> _RECORD SET_
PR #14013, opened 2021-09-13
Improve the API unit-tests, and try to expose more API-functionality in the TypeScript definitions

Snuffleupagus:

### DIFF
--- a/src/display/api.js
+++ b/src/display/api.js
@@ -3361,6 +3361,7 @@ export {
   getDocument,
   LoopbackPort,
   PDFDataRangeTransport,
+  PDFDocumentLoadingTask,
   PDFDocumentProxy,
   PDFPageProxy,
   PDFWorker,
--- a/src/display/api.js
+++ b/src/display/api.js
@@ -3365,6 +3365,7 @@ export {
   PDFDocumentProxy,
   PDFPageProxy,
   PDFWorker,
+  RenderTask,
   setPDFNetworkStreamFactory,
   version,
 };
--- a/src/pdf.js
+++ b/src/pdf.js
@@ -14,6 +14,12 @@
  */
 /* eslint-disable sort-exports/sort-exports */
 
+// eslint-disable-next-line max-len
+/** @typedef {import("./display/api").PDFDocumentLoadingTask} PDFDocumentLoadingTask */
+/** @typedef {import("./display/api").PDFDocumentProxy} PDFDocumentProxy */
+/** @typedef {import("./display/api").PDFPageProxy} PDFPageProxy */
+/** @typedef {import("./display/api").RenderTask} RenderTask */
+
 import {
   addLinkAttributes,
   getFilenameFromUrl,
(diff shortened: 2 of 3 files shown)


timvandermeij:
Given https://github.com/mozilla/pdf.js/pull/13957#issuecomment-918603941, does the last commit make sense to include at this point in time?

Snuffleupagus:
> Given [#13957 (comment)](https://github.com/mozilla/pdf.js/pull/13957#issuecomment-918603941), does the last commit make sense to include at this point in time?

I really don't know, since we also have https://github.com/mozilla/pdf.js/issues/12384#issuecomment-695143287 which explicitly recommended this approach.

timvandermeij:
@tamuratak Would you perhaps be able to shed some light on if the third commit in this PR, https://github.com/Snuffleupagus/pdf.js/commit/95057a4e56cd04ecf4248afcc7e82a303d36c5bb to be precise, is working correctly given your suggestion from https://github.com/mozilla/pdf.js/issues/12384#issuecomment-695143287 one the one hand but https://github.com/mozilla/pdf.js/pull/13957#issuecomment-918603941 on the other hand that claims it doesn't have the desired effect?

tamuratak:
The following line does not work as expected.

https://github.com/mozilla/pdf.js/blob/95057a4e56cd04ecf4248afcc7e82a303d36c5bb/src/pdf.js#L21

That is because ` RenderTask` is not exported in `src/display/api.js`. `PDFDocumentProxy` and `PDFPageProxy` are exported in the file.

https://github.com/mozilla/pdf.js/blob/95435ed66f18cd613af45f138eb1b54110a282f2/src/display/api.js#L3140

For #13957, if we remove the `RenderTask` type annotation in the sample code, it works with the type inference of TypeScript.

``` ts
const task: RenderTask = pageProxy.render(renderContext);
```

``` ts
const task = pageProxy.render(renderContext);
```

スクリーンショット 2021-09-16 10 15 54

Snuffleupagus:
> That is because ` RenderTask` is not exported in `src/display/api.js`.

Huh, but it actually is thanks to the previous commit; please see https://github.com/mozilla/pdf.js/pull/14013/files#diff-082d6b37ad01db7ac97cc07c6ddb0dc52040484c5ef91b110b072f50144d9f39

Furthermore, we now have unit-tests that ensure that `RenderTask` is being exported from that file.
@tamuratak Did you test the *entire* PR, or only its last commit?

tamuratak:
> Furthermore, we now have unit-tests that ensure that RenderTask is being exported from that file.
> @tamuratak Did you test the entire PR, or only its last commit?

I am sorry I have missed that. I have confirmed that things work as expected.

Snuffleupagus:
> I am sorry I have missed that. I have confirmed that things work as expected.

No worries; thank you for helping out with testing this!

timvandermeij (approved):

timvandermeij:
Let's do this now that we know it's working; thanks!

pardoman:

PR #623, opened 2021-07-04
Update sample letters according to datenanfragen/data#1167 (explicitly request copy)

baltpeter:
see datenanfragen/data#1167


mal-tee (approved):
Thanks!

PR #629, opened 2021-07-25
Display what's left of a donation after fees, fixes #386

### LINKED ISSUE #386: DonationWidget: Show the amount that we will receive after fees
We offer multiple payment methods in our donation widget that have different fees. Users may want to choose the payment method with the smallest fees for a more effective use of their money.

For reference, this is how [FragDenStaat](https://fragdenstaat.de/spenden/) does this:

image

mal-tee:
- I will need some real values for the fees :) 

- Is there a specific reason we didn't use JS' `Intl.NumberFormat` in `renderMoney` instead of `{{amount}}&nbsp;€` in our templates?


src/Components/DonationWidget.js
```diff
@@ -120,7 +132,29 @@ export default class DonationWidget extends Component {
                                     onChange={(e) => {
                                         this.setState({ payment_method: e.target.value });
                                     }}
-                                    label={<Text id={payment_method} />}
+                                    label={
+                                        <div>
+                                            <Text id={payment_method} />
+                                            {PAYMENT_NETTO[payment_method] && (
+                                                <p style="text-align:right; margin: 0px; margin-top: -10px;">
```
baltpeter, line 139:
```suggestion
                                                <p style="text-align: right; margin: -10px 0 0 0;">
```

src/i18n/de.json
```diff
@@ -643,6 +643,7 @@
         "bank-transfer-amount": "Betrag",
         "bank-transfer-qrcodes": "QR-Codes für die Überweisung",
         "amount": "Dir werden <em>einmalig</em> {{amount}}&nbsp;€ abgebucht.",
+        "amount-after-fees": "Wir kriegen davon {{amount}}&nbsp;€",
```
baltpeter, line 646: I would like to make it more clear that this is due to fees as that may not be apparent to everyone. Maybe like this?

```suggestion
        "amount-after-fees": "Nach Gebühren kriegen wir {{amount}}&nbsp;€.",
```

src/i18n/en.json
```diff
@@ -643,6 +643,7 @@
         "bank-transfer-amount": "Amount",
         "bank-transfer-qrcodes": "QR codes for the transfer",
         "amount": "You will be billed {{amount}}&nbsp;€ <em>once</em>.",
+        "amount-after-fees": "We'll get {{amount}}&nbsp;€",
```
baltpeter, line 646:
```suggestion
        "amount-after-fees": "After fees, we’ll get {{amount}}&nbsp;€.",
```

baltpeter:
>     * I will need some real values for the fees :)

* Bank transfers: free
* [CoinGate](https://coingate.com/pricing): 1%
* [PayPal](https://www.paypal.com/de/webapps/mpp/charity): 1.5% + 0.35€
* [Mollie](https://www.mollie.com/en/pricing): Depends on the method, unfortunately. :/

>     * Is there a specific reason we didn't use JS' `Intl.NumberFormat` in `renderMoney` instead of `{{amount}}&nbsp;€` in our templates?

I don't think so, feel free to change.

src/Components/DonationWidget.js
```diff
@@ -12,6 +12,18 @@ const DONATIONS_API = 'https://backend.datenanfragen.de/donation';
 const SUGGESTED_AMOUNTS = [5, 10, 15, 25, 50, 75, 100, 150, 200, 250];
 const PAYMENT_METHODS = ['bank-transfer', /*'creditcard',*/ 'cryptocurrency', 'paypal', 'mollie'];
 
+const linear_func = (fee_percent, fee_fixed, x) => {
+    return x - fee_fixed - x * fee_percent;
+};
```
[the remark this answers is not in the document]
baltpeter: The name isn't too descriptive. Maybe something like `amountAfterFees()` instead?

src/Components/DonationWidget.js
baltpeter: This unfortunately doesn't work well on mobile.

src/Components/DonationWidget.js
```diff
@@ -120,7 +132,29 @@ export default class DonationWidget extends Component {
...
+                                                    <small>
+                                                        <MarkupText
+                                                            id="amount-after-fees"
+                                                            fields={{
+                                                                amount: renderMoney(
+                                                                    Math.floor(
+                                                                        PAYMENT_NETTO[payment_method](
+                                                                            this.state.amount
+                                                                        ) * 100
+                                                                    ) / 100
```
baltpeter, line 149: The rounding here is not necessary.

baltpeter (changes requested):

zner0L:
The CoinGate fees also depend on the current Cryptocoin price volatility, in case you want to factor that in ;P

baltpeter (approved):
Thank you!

* * *

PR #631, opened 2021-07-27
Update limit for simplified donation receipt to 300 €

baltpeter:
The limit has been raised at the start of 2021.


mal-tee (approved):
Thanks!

> _WORK ITEM_
Reply with nothing but the number of lines in the data above that contain "specific".

> _SOLUTION FOR THIS PROBLEM_
2